Tech UPTechnologyUnknown 15,000-year-old viruses found in Chinese glacier

Unknown 15,000-year-old viruses found in Chinese glacier

A team of researchers has managed to identify 33 different viruses in two ice samples taken from the Tibetan plateau of China. Most of these viruses, which managed to survive thanks to freezing, do not resemble any virus cataloged to date. These findings will help the scientific community understand how viruses have evolved over the centuries.

The study of viruses trapped in glaciers is a relatively new field and one that, as the climate changes, is becoming more relevant. “We know very little about microbes that live in extreme environments,” explains Lonnie Thompson, a researcher at Ohio State University and lead author of the work. “Documenting and understanding these questions is very relevant: how do bacteria and viruses respond to climate change? What happens when we go from an ice age to a warm period like the one we are experiencing now?

How did the viruses get to the glacier?

The ice samples were collected in 2015 at the top of Guliya, in western China. “These glaciers formed gradually, and along with the dust and gases, large amounts of viruses were also deposited,” explains Zhi-Ping Zhong, lead author of the study and a researcher at the Byrd Center for Polar and Climate Research at the State University of Ohio. Glaciers in western China are not well studied and our aim is to use this information to reflect past environments. And viruses are part of those environments .

Ice cores contain layers that accumulate year after year, trapping everything that was in the atmosphere around them at the time each layer froze. This creates a kind of timeline that scientists have used to understand more about climate change, microbes, viruses, and gases throughout history.

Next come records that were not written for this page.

PR #6719, opened 2025-11-20
Enable "k0s status" on Windows workers

### LINKED ISSUE #2887: k0s status on windows

It was just never implemented, there shouldn't be anything else to it than defining a proper default SocketPath like `\\.\pipe\k0sstatus` and maybe using winio.ListenPipe in place of net.Listen and winio.DialPipe instead of net.Dial in the status command.

_No response_

_No response_

### Additional context

_No response_

kke:
## Description

Uses pipe based transport on Windows to serve and query the status component.

Fixes #2887

## Type of change

- [ ] Documentation update

## How Has This Been Tested?

- [x] Manual test
- [ ] Auto test added

## Checklist

### DIFF
--- a/pkg/component/status/status.go
+++ b/pkg/component/status/status.go
@@ -7,7 +7,6 @@ import (
 	"context"
 	"encoding/json"
 	"errors"
-	"net"
 	"net/http"
 	"strconv"
 	"time"
@@ -58,7 +57,6 @@ func (s *Status) Init(_ context.Context) error {
 			w.WriteHeader(http.StatusInternalServerError)
 		}
 	})
-	var err error
 	s.httpserver = http.Server{
 		Handler: mux,
 	}


kke:
```console
C:\Users\Administrator> k0s status
Version: v1.34.1+k0s.0-272-gb9f57feaf
Process ID: 4028
Role: worker
Workloads: true
SingleNode: false
Kube-api probing successful: true
Kube-api probing last error:
```

kke:
Autopilot always uses the default socket path 🤔 ref: #6750

cmd/worker/worker_windows.go
```diff
@@ -45,6 +48,23 @@ func initLogging(ctx context.Context, logDir string) error {
...
+			Role:       "worker",
+			Args:       os.Args,
+			Version:    build.Version,
+			Workloads:  true,
+			SingleNode: false,
+			K0sVars:    k0sVars,
+		},
+		CertManager: certManager,
+		Socket:      k0sVars.StatusSocketPath,
+	})
```
twz123: I'd rather move this out of `worker_unix.go` into `worker.go`.

pkg/component/status/defaults.go
```diff
@@ -0,0 +1,10 @@
+// SPDX-FileCopyrightText: 2025 k0s authors
+// SPDX-License-Identifier: Apache-2.0
+
+package status
+
+import "github.com/k0sproject/k0s/pkg/constant"
+
+// DefaultSocketPath is the platform-specific default socket path used by k0s
+// when no explicit status socket is provided.
+const DefaultSocketPath = constant.StatusSocketPathDefault
```
twz123, line 13: What about directly adding a "Deprecated" godoc, so it's clear that it's a remnant from the past that needs to be refactored and should be avoided?

pkg/component/status/transport_windows.go
```diff
@@ -0,0 +1,60 @@
...
+	path := pipePath(socketPath)
+	transport := &http.Transport{
+		DialContext: func(ctx context.Context, _, _ string) (net.Conn, error) {
+			return winio.DialPipeContext(ctx, path)
+		},
+	}
+	return &http.Client{Transport: transport}, nil
+}
+
+func pipePath(socketPath string) string {
```
twz123: Do you think we could just drop this function? We're already specifying the default socket path on Windows in the correct format (`\\.\pipe\k0s-status`). Would require less magic here. Moreover, we're not doing anything similar to post-process the npipe paths for external CRIs.

pkg/component/status/client.go
```diff
@@ -49,22 +45,18 @@ func GetStatusInfo(socketPath string) (*K0sStatus, error) {
...
-		Transport: &http.Transport{
-			DialContext: func(ctx context.Context, _, _ string) (net.Conn, error) {
-				var d net.Dialer
-				return d.DialContext(ctx, "unix", socketPath)
-			},
-		},
+func doStatusHTTPRequest(socketPath string, path string, tgt any) error {
+	httpc, err := newStatusHTTPClient(socketPath)
+	if err != nil {
+		return fmt.Errorf("status: can't prepare transport for %q: %w", socketPath, err)
```
twz123: What about doing to the OS specific split a bit deeper at the dialer level?

```suggestion
	httpc := http.Client{
		Transport: &http.Transport{
			DisableKeepAlives: true,
			DialContext: func(ctx context.Context, _, _ string) (net.Conn, error) {
				return dialSocket(ctx, socketPath)
			},
		},
	}
```

That `dialSocket` function could be implemented as follows:

```go
// unix
func dialSocket(ctx context.Context, socketPath string) (net.Conn, error) {
	var d net.Dialer
	return d.DialContext(ctx, "unix", socketPath)
}

// windows
func dialSocket(ctx context.Context, socketPath string) (net.Conn, error) {
	return winio.DialPipeContext(ctx, pipePath(socketPath))
}
```

I'd also specify `DisableKeepAlives: true`, as those are one-shot HTTP clients, and keeping connections around is counter-productive in this case, unless we want to reuse the clients for multiple requests.

pkg/component/status/status.go
```diff
@@ -67,8 +64,7 @@ func (s *Status) Init(_ context.Context) error {
 		Handler: mux,
 	}
 
-	removeLeftovers(s.Socket)
-	s.listener, err = net.Listen("unix", s.Socket)
+	s.listener, err = newStatusListener(s.Socket)
```
twz123: I know this has been here before, but I'd say this would be better located in the `Start` method, as `Init` is not supposed to open resources that need a cleanup (i.e. after `Init` returns, there's no obligation to call `Stop`). As a plus, we'd get rid of the listener field in the `Status` struct.

pkg/component/status/status.go
```diff
@@ -103,8 +91,10 @@ func (s *Status) Stop() error {
 	if err := s.httpserver.Shutdown(ctx); err != nil && !errors.Is(err, context.Canceled) {
 		return err
 	}
-	// Unix socket doesn't need to be explicitly removed because it's handled
-	// by httpserver.Shutdown
+	if s.listener != nil {
+		_ = s.listener.Close()
+	}
```
twz123: What the original comment wanted to say is this:


```suggestion
	// There is no need to explicitly close the listener because it is now owned
	// by the HTTP server, which will have already closed it during shutdown.
```

pkg/config/cfgvars.go
```diff
@@ -131,13 +132,29 @@ func NewCfgVars(cobraCmd command, dirs ...string) (*CfgVars, error) {
...
+		if val, err := cobraCmd.Flags().GetString("status-socket"); err == nil {
+			statusSocketPath = val
+		}
+	}
+	if statusSocketPath == "" {
+		if runtime.GOOS == "windows" || euid == 0 {
+			statusSocketPath = constant.StatusSocketPathDefault
+		} else {
+			statusSocketPath = filepath.Join(runDir, "status.sock")
+		}
```
twz123: The non-windows fallback is right for every user, as the correct runDir is set based on the euid already.

```suggestion
		if runtime.GOOS == "windows" {
			statusSocketPath = constant.StatusSocketPathDefault
		} else {
			statusSocketPath = filepath.Join(runDir, "status.sock")
		}
```

pkg/config/cfgvars.go
```diff
@@ -131,13 +132,29 @@ func NewCfgVars(cobraCmd command, dirs ...string) (*CfgVars, error) {
...
 	} else {
 		runDir = filepath.Join(dataDir, "run")
 	}
 
+	var statusSocketPath string
+	if cobraCmd != nil {
+		if val, err := cobraCmd.Flags().GetString("status-socket"); err == nil {
+			statusSocketPath = val
+		}
+	}
```
twz123, line 147: I _think_ this is not required, as it's done in `WithCommand`, which is being called later in this method?

```suggestion
```

kke: Yeah, looks like that, I followed what is done above with data-dir and kubelet-root-dir. I think the withCommand overwrites those too.

pkg/component/status/transport_windows.go
kke: It turns user supplied paths into pipes, but maybe the user will get some error if they give something odd.

pkg/config/cfgvars.go
kke: Looks like it may be a larger can of worms and it could be better to fix separately as it applies to other flags too.

pkg/component/status/transport_windows.go
kke: Threw it out, let it fail downstream

pkg/component/status/client.go
kke: Simplified

pkg/component/status/status.go
kke: Moved to Start

twz123 (approved):
Nice!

The researchers determined that the ice was nearly 15,000 years old using a combination of new and traditional techniques to date this ice core .

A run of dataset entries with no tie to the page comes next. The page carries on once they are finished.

Issue #5253, opened 2024-11-14
Support getting join token from environment variable


twz123:
### Is your feature request related to a problem? Please describe.

There's currently two ways of passing the join token to `k0s controller` or `k0s worker`:

1. As an argument on the command line
2. As a file, by passing the `--token-file /path/to/tokenfile` flag on the command line.

The first approach is only feasible for development and testing purposes, since the command line is not confidential except on particularly hardened machines. The second approach doesn't suffer from this, as it relies on the token file's permissions and is therefore used by automation tools (e.g. `k0sctl`). However, this means that the token must be written to a place where it is potentially persistent and, if the permissions are inappropriate, can be leaked. While persistence may or may not be a desired property, it still means that the lifecycle of the token file must be managed.

### Describe the solution you would like

In addition to the above ways of passing the join token, have both subcommands accept it via an environment variable, say `K0S_JOIN_TOKEN`. This would be a fairly standard way of passing credentials. It doesn't require the file system or the command line, and is a good middle ground for tools.

In fact, I'm about to ask for a deprecation of support for join tokens as CLI arguments, since managing this via environment variables is potentially even more friendly to manual plumbing.

adlion:
Just to add about security.

When creating a join token there is an argument where you can define time expiration of the token.
Currently I am setting it in about 1 hour on my cluster.
This might help regarding security.

psaradhi:
@twz123  - please assign this to me.

@adlion  @twz123  - couple of questions reg implementation --

1.  If command line arg & token file path needs to be deprecated 
       a. print a warning to users that these features are deprecated and removed from next major version ?
     
2. if all 3 are specified  does the following order of priority sound reasonable?
      a. argument
      b. token file
      c. env variable 
    
      for eg:  if json token is specified as an argument (even though it's insecure), it will take the highest priority , followed by token file and then env variable

twz123:
Definitely option b including the deprecation process to give folks time to adapt.

twz123:
@psaradhi Are you still planning to work on this?

PR #6727, opened 2025-11-21
Add ability to use `ENVIRON` for passing bootstrap token

s3rj1k:
Adds two new flags to improve k0s installation and token management for both worker and controller:

  - `--start`: Automatically starts the k0s service immediately after installation
  - `--token-env`: Allows specifying the join token via an environment variable name instead of passing it via file

Example Usage

Install and start controller with token from environment
```
export K0S_TOKEN="your-token-here"
k0s install controller --token-env K0S_TOKEN --start
```

Install and start worker with token from environment
```
k0s install worker --token-env K0S_TOKEN --start
```

### DIFF
--- a/cmd/controller/controller.go
+++ b/cmd/controller/controller.go
@@ -182,10 +182,31 @@ func (c *command) start(ctx context.Context, flags *config.ControllerOptions, de
 
 	var joinClient *token.JoinClient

Endurance in extreme conditions

When they analyzed the ice, they found genetic codes for 33 viruses. Four of those viruses had already been previously identified by the scientific community, but at least 28 of them are new. About half of them seemed to have survived the moment they froze, not despite the ice, but because of it. “They are viruses that would thrive in extreme environments,” explains Matthew Sullivan, co-author of the study. “These viruses have gene signatures that help them infect cells in cold environments. These signatures are not easy to extract, and the method developed by Zhi-Ping to decontaminate the nuclei and study microbes and viruses in the ice could help us search for these genetic sequences in other extreme icy environments : Mars, the Moon or, closer to home, in the Atacama desert ”.

Since viruses do not share a common universal gene, their identification requires a series of steps. The first is to compare sets of genes, which are cataloged in scientific databases. In the case of this work, which has just been published in the journal Microbiome , the comparisons showed that four of the viruses found had already been previously identified, and they would be families of viruses that typically infect bacteria, in addition to being found in concentrations much lower than those found in the oceans or on the ground. For the authors, this work opens a new window for the characterization and study of the functioning of viral communities in these thousand-year-old glacial environments.